1) People who start dying (eg by developing cancer) might take more than a
year, and generally they lose weight when they do so. So even if obesity
caused you to be more likely to get cancer and die, it wouldn't show up in
this sort of data.

2) People who weigh less may be otherwise unhealthy for other reasons -- this
doesn't imply that gaining weight would benefit them. In this sense weight is
an effect of some other cause.

3) We may not be measuring "overweight" correctly -- scale weight is different
from BMI which is different from body fat% which is different from body
density which is different from body volume which is different from other
things closely associated with "weight" (and specifically the stuff you
gain/lose by eating)

------
twiceaday
BMI is not a completely accurate indicator of obesity so I'm not at all
surprised they got this mild contradiction.

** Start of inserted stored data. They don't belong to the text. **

PR #1874, opened 2023-11-03
[terra-embedded-content-consumer] - Show focus indicator on iframe of the embedded content when content can scroll, and has no interactable element

kolkheang:
### Summary

- Show a visual focus indicator on the frame when the embedded content:

  - Does not have any interactable element such as link, button, form field, etc. inside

Doubly so because it is an easily-
sellable message.

------
jacques_chester
BMI is like KSLOC.

It's the shittiest metric of population health we have ... except for all the
others.

Height and weight is _always_ collected. Blood cholesterol ... yeah, not so
much. So unsurprisingly everything is related back to it.

Anyhow. I'd be amazed if many of we key-hunters-and-karma-gatherers are in
much danger of zooming into the dangerous band at the bottom of the BMI
(modulo EDs).

So, given that most people are not rocking pro-bodybuilder fat-free mass
indexes, the BMI is still better than nothing.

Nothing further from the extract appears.